You may have heard about President Joe Biden’s plan to ban menthol cigarettes and significantly reduce nicotine levels. If the plan comes to fruition, wouldn’t it be a huge blow to tobacco companies – including Philip Morris?

No, because Philip Morris International doesn’t sell cigarettes in the United States.

 Philip Morris does have a US division, but it is owned by Altria (NYSE: MO). So, Altria shares predictably cratered on the news. As did British American Tobacco (NYSE: BTI) shares. But Philip Morris International shares were barely impacted.

But what if similar regulations are put into place in other countries?

There’s no reason to expect a widespread crackdown on menthol cigarettes and nicotine levels across the world. But even if there is, Philip Morris International investors wouldn’t be too impacted. Particularly in the long run.

Philip Morris Continues Moving Towards Smoke-Free Products

The CFRA expects cigarette consumption to decline by around 3% per year moving forward. Philip Morris sells hundreds of billions of cigarettes per year, so this long-term downtrend seems ominous for shareholders. At least at first glance.

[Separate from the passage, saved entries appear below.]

PR #2488, opened 2021-05-07
[WIP] refactor(core): remove Section::genesis_key field since it's redundant with the Section::chain::root value

bochaco:


src/messages/variant.rs
```diff
@@ -44,9 +44,9 @@ pub(crate) enum Variant {
     /// Message sent to newly joined node containing the necessary info to become a member of our
     /// section.
     NodeApproval {
-        genesis_key: bls::PublicKey,
         section_auth: Proven<SectionAuthorityProvider>,
         member_info: Proven<MemberInfo>,
+        section_chain: SectionChain,
```
maqi, line 49: the message itself already contains the section_chain, which is already used: https://github.com/maidsafe/sn_routing/blob/master/src/routing/bootstrap.rs#L501
no need to have a separate field for it.

PR #2489, opened 2021-05-07
feat: move section_key into SectionAuthorityProvider

maqi:


src/section/section_authority_provider.rs
```diff
@@ -61,6 +65,18 @@ impl SectionAuthorityProvider {
     pub(crate) fn position(&self, name: &XorName) -> Option<usize> {
         self.elders.keys().position(|other_name| other_name == name)
     }
+
+    pub(crate) fn set_pk_set(&mut self, pk_set: ReplicaPublicKeySet) {
+        self.pk_set = Some(pk_set);
+    }
+
+    pub(crate) fn elders_only(&self) -> Self {
```
bochaco, line 73: I think the name is misleading, I was about to ask "but the SAP is supposed to contain only elders!?", so maybe call it `clone_without_pk_set` ?

bochaco (commented):
I've gone through it all, I don't have any other comments with my current knowledge, apart from what we discussed @maqi about decoupling the node's state from what is exchanged on messages, that we'd need to remove the `Option<ReplicaPublicKeySet>`

src/section/section_authority_provider.rs
```diff
@@ -25,11 +26,13 @@ pub struct SectionAuthorityProvider {
     pub elders: BTreeMap<XorName, SocketAddr>,
     /// The section prefix. It matches all the members' names.
     pub prefix: Prefix,
+    /// Public key set of the section.
+    pub pk_set: Option<ReplicaPublicKeySet>,
```
bochaco, line 30: I'm not sure we should use `sn_data_types::ReplicaPublicKeySet` for the pk-set, I see they are the same but sn_data_types::ReplicaPublicKeySet is meant as a type for the transfers types and messages, so perhaps we should use directly the `threshold_crypto::PublicKeySet` ?

dirvine: This should not be a PublicKey set at all but the SectionKey only. So BLS::PublicKey

src/section/section_authority_provider.rs
```diff
@@ -61,6 +65,18 @@ impl SectionAuthorityProvider {
     pub(crate) fn position(&self, name: &XorName) -> Option<usize> {
         self.elders.keys().position(|other_name| other_name == name)
     }
+
+    pub(crate) fn set_pk_set(&mut self, pk_set: ReplicaPublicKeySet) {
+        self.pk_set = Some(pk_set);
+    }
+
+    pub(crate) fn clone_without_pk_set(&self) -> Self {
```
dirvine, line 73: Without the Section key this is useless as an Elder with no Section Key to identify him is unable to tell us anything. We should never have this and if we use it that place has bugs ;-)

maqi: The place we use this is at https://github.com/maidsafe/sn_routing/blob/master/src/routing/core/messaging/handling/agreement.rs#L192
when handling SectionInfo, to ensure the `agreement` is not about an out-dated candidates.
Stuff from `promote_and_demote_elders` cannot to have key-related info.
Hence this mapping util function is required.

dirvine: However Adults,clients and Elders will now all hold the SAP for the current key. So can we now use that? So promote / demote etc. have this and get a new one and can see if they are Edlers or not from the difference?

PR #2494, opened 2021-05-09
refactor(event): add SectionSplit, increase granularity

oetyng:
- Removes the `sibling_elders: Option<Elders>` field from `EldersChanged`.
- Increases event data granularity by detailing the actual changes.
- Same granularity applied to `AdultsChanged`.
BREAKING CHANGE: `Event` enum variants changed and new added.

### DIFF
--- a/src/event.rs
+++ b/src/event.rs
@@ -40,8 +40,12 @@ pub struct Elders {
     pub prefix: Prefix,
     /// The BLS public key of a section.
     pub key: bls::PublicKey,
-    /// The set of elders of a section.
-    pub elders: BTreeSet<XorName>,
+    /// Remaining Elders in our section.
+    pub remaining: BTreeSet<XorName>,
+    /// New Elders in our section.
+    pub added: BTreeSet<XorName>,
+    /// Removed Elders in our section.
+    pub removed: BTreeSet<XorName>,
 }
 
 /// An Event raised by a `Node` or `Client` via its event sender.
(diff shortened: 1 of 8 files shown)


src/event.rs
```diff
@@ -118,7 +128,14 @@ pub enum Event {
     /// Failed in sending a message to client, or connection to client is lost
     ClientLost(SocketAddr),
     /// Notify the current list of adult nodes, in case of churning.
-    AdultsChanged(BTreeSet<XorName>),
+    AdultsChanged {
+        /// Existing Adults in our section.
+        existing: BTreeSet<XorName>,
```
maqi, line 133: according to the calculating
```
let existing = old_adults.intersection(&current_adults).copied().collect();
```
naming of `remaining` shall be more accurate. `existing` is little bit mis-leading.

src/routing/core/messaging/handling/mod.rs
```diff
@@ -452,13 +453,22 @@ impl Core {
...
+                .map(|p| p.name())
+                .copied()
                 .collect();
-            if old_adults != new_adults {
-                self.send_event(Event::AdultsChanged(new_adults));
+            let added = current_adults.difference(&old_adults).copied().collect();
+            let removed = old_adults.difference(&current_adults).copied().collect();
+            let existing = old_adults.intersection(&current_adults).copied().collect();
+
+            if old_adults != current_adults {
```
maqi, line 466: `if !added.is_empty() && !removed.is_empty()` for less computation?

src/routing/tests/mod.rs
```diff
@@ -1493,7 +1495,9 @@ async fn handle_elders_update() -> Result<()> {
         event_rx.recv().await,
         Some(Event::EldersChanged { elders, .. }) => {
             assert_eq!(elders.key, pk1);
-            assert_eq!(elders.elders, elder_names1);
+            assert!(elders.added.iter().all(|a| elder_names1.contains(a)));
+            assert!(elders.existing.iter().all(|a| elder_names1.contains(a)));
```
maqi, line 1499: `assert_eq!(elder_names1, elders.added.union(&elders.existing))` shall be enough and more accurate for the above two `all` check?

PR #2497, opened 2021-05-10
feat(smoke): make smoke test interactive

Dylan-DPC:


dirvine:
Currently, this requires the schedule to be added on cmd line but ignores it in interactive mode. Also in interactive mode pressing return exits prog. It would be nice to be able to add/remove several nodes at once.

Investors shouldn’t be too concerned because Philip Morris’ reduced-risk product (RRP) segment looks like it can pick up the slack. The company recently reported its fiscal first-quarter earnings; sales of RRPs were up 32.1% yoy and made up 27.9% of overall sales for the quarter. That marked an improvement on an already impressive full-year 2020 for the RRP segment, when sales rose 22.2% yoy to nearly $7 billion, accounting for a little less than a quarter of company-wide sales.

In the first quarter, RRP growth (in dollars, not percentages) was greater than the decline in combustible products. As a result, company-wide sales jumped 6% yoy to $7.59 billion. Earnings-per-share came in at $1.55. Wall Street was expecting revenue of $7.27 billion and earnings-per-share of $1.40, so Philip Morris beat on both the top and bottom lines.

You may be wondering whether Philip Morris faced easy comps from Q1 2020. It turns out that it didn’t; revenue increased 6% yoy in that quarter, well above consensus estimates.

Philip Morris Raised Guidance… Slightly

On the first-quarter earnings call, CFO Emmanuel Babeau said, “While the speed and shape of the global recovery from the pandemic remains uncertain, the strong business results and underlying momentum of the first quarter, notably from our IQOS business led us to raise our outlook.”

Philip Morris now expects revenue to grow 5-7% in full-year 2020 vs. previous guidance of 4-7% growth. That may not seem worth mentioning, but increasing guidance at all in such an uncertain environment is a welcome development. Reading between the lines, it’s possible that Philip Morris is expecting revenue to come in a lot higher than previously expected, but didn’t want to be too aggressive with its estimates.

The Value is Still There

Philip Morris has been one of the best value plays in the market over the last several months. That hasn’t changed – even though shares have appreciated a lot.

Shares are trading at 15.5x forward earnings – not bad at all for a company that is seeing mid-single-digit revenue growth. The forward dividend yield of 5.41% makes Philip Morris one of the most attractive dividend stocks in the market. Unlike some high-dividend stocks, Philip Morris’ dividend seems safe.

How Should You Play Philip Morris?

Philip Morris shares are a bit extended after their recent run-up. Over the last six sessions, however, volume has dried up as shares have traded in a tight range.

Ideally, shares would continue going sideways for another week or two and then break out above $96.

 

 

If that happens, you will have a nice entry point on a stock with low downside and moderate upside.